• Instructions to follow: Every record below is to be reproduced exactly.

START The data

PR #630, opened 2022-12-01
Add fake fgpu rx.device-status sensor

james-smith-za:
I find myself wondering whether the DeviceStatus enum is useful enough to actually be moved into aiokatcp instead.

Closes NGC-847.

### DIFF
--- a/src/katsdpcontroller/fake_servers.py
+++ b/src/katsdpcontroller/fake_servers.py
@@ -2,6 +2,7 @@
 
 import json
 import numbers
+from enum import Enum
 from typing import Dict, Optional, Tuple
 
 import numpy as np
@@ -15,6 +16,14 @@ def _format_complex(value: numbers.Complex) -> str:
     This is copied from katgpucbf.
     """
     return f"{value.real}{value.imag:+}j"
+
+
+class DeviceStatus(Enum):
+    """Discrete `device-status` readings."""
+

END The data

• Exercise output:
PR #630, opened 2022-12-01
Add fake fgpu rx.device-status sensor

james-smith-za:
I find myself wondering whether the DeviceStatus enum is useful enough to actually be moved into aiokatcp instead.

Closes NGC-847.

### DIFF
--- a/src/katsdpcontroller/fake_servers.py
+++ b/src/katsdpcontroller/fake_servers.py
@@ -2,6 +2,7 @@
 
 import json
 import numbers
+from enum import Enum
 from typing import Dict, Optional, Tuple
 
 import numpy as np
@@ -15,6 +16,14 @@ def _format_complex(value: numbers.Complex) -> str:
     This is copied from katgpucbf.
     """
     return f"{value.real}{value.imag:+}j"
+
+
+class DeviceStatus(Enum):
+    """Discrete `device-status` readings."""
+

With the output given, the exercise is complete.